Lines before the one containing "3. Transform static" are not wanted. Transcribe that line and all after it exactly, to the end of the entries.

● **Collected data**
********************
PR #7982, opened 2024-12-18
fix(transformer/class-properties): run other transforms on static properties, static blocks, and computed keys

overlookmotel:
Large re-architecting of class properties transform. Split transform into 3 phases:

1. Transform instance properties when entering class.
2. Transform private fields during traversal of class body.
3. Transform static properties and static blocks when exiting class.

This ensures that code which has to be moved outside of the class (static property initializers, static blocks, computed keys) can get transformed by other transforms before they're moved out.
********************
● **EXERCISE SOLUTION**
3. Transform static properties and static blocks when exiting class.

This ensures that code which has to be moved outside of the class (static property initializers, static blocks, computed keys) can get transformed by other transforms before they're moved out.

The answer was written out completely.